Collected data
______________________________

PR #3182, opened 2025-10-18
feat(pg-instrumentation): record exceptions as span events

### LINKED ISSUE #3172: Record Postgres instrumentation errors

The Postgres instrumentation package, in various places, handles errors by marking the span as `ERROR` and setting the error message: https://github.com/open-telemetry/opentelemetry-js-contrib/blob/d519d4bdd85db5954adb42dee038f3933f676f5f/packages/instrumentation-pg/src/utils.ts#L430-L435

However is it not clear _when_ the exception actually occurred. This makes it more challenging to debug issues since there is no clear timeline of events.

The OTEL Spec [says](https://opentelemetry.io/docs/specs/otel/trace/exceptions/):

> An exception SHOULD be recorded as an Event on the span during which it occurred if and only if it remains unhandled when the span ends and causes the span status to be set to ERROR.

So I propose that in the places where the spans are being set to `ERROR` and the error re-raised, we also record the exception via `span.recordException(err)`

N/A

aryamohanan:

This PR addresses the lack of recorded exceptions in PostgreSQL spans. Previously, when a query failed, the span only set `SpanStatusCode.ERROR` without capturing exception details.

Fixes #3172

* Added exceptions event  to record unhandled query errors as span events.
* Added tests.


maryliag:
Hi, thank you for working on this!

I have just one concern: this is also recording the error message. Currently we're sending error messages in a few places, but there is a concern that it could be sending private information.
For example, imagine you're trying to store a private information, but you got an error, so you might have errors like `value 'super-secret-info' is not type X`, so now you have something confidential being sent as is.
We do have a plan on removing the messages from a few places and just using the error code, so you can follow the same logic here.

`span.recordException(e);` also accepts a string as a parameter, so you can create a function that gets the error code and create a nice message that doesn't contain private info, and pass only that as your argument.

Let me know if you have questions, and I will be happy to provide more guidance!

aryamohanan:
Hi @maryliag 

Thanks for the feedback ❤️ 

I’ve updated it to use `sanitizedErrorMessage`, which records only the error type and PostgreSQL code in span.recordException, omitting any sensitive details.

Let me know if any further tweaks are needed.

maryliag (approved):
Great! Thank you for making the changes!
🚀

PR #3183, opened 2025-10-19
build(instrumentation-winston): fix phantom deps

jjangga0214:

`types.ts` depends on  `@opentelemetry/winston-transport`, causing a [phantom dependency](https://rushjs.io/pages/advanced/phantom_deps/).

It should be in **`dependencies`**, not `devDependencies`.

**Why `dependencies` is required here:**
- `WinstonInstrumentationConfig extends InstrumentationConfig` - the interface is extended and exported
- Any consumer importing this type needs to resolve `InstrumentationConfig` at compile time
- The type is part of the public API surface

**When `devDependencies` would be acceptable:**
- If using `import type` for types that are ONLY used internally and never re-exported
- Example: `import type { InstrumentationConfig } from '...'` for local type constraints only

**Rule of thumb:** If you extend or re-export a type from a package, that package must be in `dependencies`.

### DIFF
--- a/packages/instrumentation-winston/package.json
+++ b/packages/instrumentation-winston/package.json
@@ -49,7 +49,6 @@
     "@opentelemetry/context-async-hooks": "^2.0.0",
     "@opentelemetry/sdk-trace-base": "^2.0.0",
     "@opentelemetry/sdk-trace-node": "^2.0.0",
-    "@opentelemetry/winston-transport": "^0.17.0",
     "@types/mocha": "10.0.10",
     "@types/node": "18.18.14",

______________________________

### Problem description
Beginning at the line that contains "Let me know if any further tweaks are needed." and ending at the last line above, copy each line without any change.

### Result of the task
Let me know if any further tweaks are needed.

maryliag (approved):
Great! Thank you for making the changes!
🚀

PR #3183, opened 2025-10-19
build(instrumentation-winston): fix phantom deps

jjangga0214:

`types.ts` depends on  `@opentelemetry/winston-transport`, causing a [phantom dependency](https://rushjs.io/pages/advanced/phantom_deps/).

It should be in **`dependencies`**, not `devDependencies`.

**Why `dependencies` is required here:**
- `WinstonInstrumentationConfig extends InstrumentationConfig` - the interface is extended and exported
- Any consumer importing this type needs to resolve `InstrumentationConfig` at compile time
- The type is part of the public API surface

**When `devDependencies` would be acceptable:**
- If using `import type` for types that are ONLY used internally and never re-exported
- Example: `import type { InstrumentationConfig } from '...'` for local type constraints only

**Rule of thumb:** If you extend or re-export a type from a package, that package must be in `dependencies`.

### DIFF
--- a/packages/instrumentation-winston/package.json
+++ b/packages/instrumentation-winston/package.json
@@ -49,7 +49,6 @@
     "@opentelemetry/context-async-hooks": "^2.0.0",
     "@opentelemetry/sdk-trace-base": "^2.0.0",
     "@opentelemetry/sdk-trace-node": "^2.0.0",
-    "@opentelemetry/winston-transport": "^0.17.0",
     "@types/mocha": "10.0.10",
     "@types/node": "18.18.14",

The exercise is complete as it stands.